PR #672, opened 2024-03-12
Answer:13 angular styling

LKL2017:


apps/angular/styling/src/app/static-text.component.scss
```diff
@@ -0,0 +1,14 @@
...
+
+:host-context(.warning) {
+  font-size: 25px;
+  color: orange;
+}
+
+:host-context(.error) {
+  font-size: 30px;
+  color: red;
+}
```
tomalaforge, line 14: the goal is to use css variables to see the power of this feature and learn how to use it.

LKL2017: Out of my personal programming intuition, I regard this scss file as the entry point to control the `static-text` component style. And do you mean I can define css variables and change them in different selectors? If so, maybe there's only coding style difference in this case, or do I miss something?

tomalaforge: No you can totally use the host-context and do it as you did. 
But I created the challenge to try css variables and see how powerful they are. Because lots of people don't know how to use them.

LKL2017: Cool, got it. Thanks!

PR #1727, opened 2017-06-07
Fix links in paper markdown

standage:
Fixes links in Markdown for JOSS v2.1 paper. See https://github.com/openjournals/joss-reviews/issues/272#issuecomment-306649961.

- [x] Is it mergeable?


sjackman:
The links don't work. 😢
```
[doi:10.12688/f1000research.6924.1](10.12688/f1000research.6924.1)
```
should be
```
[doi:10.12688/f1000research.6924.1](http://doi.org/10.12688/f1000research.6924.1)
```

standage:
Ugh, I was too hasty with the copy/pasty.

standage:
Fixed on `maint/2.1` in eb7d9509.

PR #1730, opened 2017-06-09
[MRG] Move HLLCounter into the glorious Cython future

luizirber:
- [x] Is it mergeable?
  `scripts/` is it tested?
  formatted?
  for more details.
  changes were made?
  tested for streaming IO?)


khmer/_oxli/hllcounter.pxd
```diff
@@ -1,38 +1,47 @@
...
+
+cdef extern from "oxli/oxli_exception_convert.hh":
+    cdef void oxli_raise_py_error()
+
+
 cdef extern from "oxli/hllcounter.hh" namespace "oxli":
     cdef cppclass CpHLLCounter "oxli::HLLCounter":
-        CpHLLCounter(double, WordLength)
-        CpHLLCounter(int, WordLength)
+        CpHLLCounter(double, WordLength) except +oxli_raise_py_error
```
luizirber: This allows capturing oxli exceptions in C++ and converting to appropriate Python exceptions. (But maybe we can use a shorter name...)

khmer/_oxli/hllcounter.pyx
```diff
@@ -0,0 +1,104 @@
...
+        "Error rate for this HLL counter."
+        "Can be changed prior to first counting, but becomes read-only after "
+        "that (raising AttributeError)"
+        return deref(self._this).get_erate()
+
+    @error_rate.setter
+    def error_rate(self, erate):
+        deref(self._this).set_erate(float(erate))
+
+    @error_rate.deleter
```
luizirber: Added this to reproduce behavior from previous version, but I don't think anyone ever tried to delete a property out of HLLCounter in practice.

setup.py
```diff
@@ -154,15 +154,16 @@ def build_dir():
 BUILD_DEPENDS = glob.glob(path_join("include", "khmer", "_cpy_*.hh"))
 BUILD_DEPENDS.extend(path_join("include", "oxli", bn + ".hh") for bn in [
     "khmer", "kmer_hash", "hashtable", "labelhash", "hashgraph",
-    "hllcounter", "khmer_exception", "read_aligner", "subset", "read_parsers",
-    "kmer_filters", "traversal", "assembler", "alphabets", "storage"])
+    "hllcounter", "oxli_exception", "read_aligner", "subset", "read_parsers",
+    "kmer_filters", "traversal", "assembler", "alphabets", "storage",
+    "oxli_exception_convert"])
```
luizirber: I added `oxli_exception_convert.hh` to `src/include/oxli`, but the implementation (in `src/khmer/oxli_exception_convert.cc`) depends on `Python.h`. Should we keep both header and implementation inside `khmer/_oxli` instead (since they are extension code, and not necessary for the C++ library)?

src/oxli/oxli_exception_convert.cc
```diff
@@ -0,0 +1,22 @@
+#include "Python.h"
+#include <exception>
+#include <string>
+#include "oxli/oxli_exception.hh"
+#include "oxli/oxli_exception_convert.hh"
+
+
+void oxli_raise_py_error()
```
luizirber: Implementation of the conversion from C++ to Python exceptions. These are the one I used in HLLCounter, but we will need to map all the others too.

Possible problem: methods that throw the same C++ exception, but it is mapped to different Python exceptions. Didn't see any examples yet, but if it happens we might need to have more than one of this mapping functions around.

tests/test_hll.py
```diff
@@ -240,9 +240,6 @@ def test_hll_change_error_rate():
     with pytest.raises(TypeError):
         del hllcpp.error_rate
 
-    with pytest.raises(TypeError):
```
luizirber: Removed this test because it made sense for the original code, but Cython will convert integers to floats (and then print an error, because the error rate need in a range in (0, 1) but not containing any of them).

luizirber:
Ready for review and merge @camillescott @ctb @standage

ctb (approved):
Lots of unanswered questions in there but overall looks good to me - do you want to wait for @camillescott and others to address questions? Or move them over to github issues?

luizirber:
I ended up moving 'oxli_exception_convert.{hh,cc}` into `khmer/_oxli`, what do you think @camillescott?

khmer/_oxli/hllcounter.pxd
```diff
@@ -1,38 +1,47 @@
...
+                                    uint64_t &) except +oxli_raise_py_error
 
-        void consume_seqfile[SeqIO](unique_ptr[CpReadParser[SeqIO]]&,
-                                    bool,
-                                    unsigned int &,
-                                    unsigned long long &)
+#        void consume_seqfile[SeqIO](unique_ptr[CpReadParser[SeqIO]]&,
+#                                    bool,
+#                                    unsigned int &,
+#                                    unsigned long long &)
```
betatim: Would this https://github.com/dib-lab/khmer/pull/1675/files#diff-91092b4a16651bcd34d40d87061f3845R175 help with not having to comment this out?

khmer/_oxli/hllcounter.pyx
```diff
@@ -0,0 +1,103 @@
...
+    def error_rate(self):
+        raise TypeError("Cannot delete attribute")
+
+    @property
+    def ksize(self):
```
betatim: So far this has been a method you need to call instead of a property for Counttable. Should we switch all of them over? #consistency

betatim: For HLL it has always been a property, just wondering if we should use this as an excuse to switch

betatim:
Not sure what is missing here. Luiz do you want to do some more fiddling or merge?

betatim:
🎉

PR #1734, opened 2017-06-14
[MRG] Docs don't build correctly without Cython

standage:
Arguably this should be handled by running `make install-dependencies`, but since there doesn't seem to be an easy way to do so with ReadTheDocs, this PR duplicates the dependency in `doc/requirements.txt`.

- [x] Is it mergeable?


standage:
Ugh, I feel silly. I couldn't find `install_requires` and so I assumed it wasn't there. Turns out I was looking in the wrong file (`Makefile` instead of `setup.py`). I've updated to make sure Cython is installed with khmer (and removed along with screed from the development package list). Hopefully this works!

standage:
So, adding Cython to `install_requires` is The Right Thing To Do, but for some cryptic reason is insufficient to get ReadTheDocs to build correctly. So it looks like adding Cython to `doc/requirements.txt` is also necessary. I guess we can live with that if that's what it takes.

standage:
https://readthedocs.org/projects/khmer/builds/5561087/

standage:
Ready for review and merge! @camillescott @luizirber @ctb @betatim

setup.py
```diff
@@ -266,9 +266,8 @@ def build_dir():
         "packages": ['khmer', 'khmer.tests', 'oxli', 'khmer._oxli'],
         "package_data": {'khmer/_oxli': ['*.pxd']},
         "package_dir": {'khmer.tests': 'tests'},
-        "install_requires": ['screed >= 1.0', 'bz2file'],
-        "setup_requires": ["pytest-runner>=2.0,<3dev", "setuptools>=18.0",
-                           "Cython>=0.25.2"],
+        "install_requires": ['screed >= 1.0', 'bz2file', 'Cython>=0.25.2'],
```
betatim: Is cython really needed when you `pip install khmer`? I thought we were doing [this](http://cython.readthedocs.io/en/latest/src/reference/compilation.html#distributing-cython-modules (or planning to) which means you don't need cython to install khmer. This would require the generated .cpp files to be distributed via PyPI and I have no idea how this then works for RTD which doesn't install from PyPI :-/

standage: I don't think we're distributing `.cpp` files now. I'm not against that, but honestly I'm mostly concerned about getting the khmer and kevlar docs to build again. I'd suggest (barring any YUGE concerns) that we merge this and then open up a thread to discuss The Right Way to do it.

betatim (approved):
Need to find a packaging expert to help us out but until then: merge to get the docs building.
* * *
EXERCISE AIM → Read through the entries and copy each line in which "include" appears.

WRITTEN RESPONSE →
 BUILD_DEPENDS = glob.glob(path_join("include", "khmer", "_cpy_*.hh"))
 BUILD_DEPENDS.extend(path_join("include", "oxli", bn + ".hh") for bn in [
luizirber: I added `oxli_exception_convert.hh` to `src/include/oxli`, but the implementation (in `src/khmer/oxli_exception_convert.cc`) depends on `Python.h`. Should we keep both header and implementation inside `khmer/_oxli` instead (since they are extension code, and not necessary for the C++ library)?
+#include "Python.h"
+#include <exception>
+#include <string>
+#include "oxli/oxli_exception.hh"
+#include "oxli/oxli_exception_convert.hh"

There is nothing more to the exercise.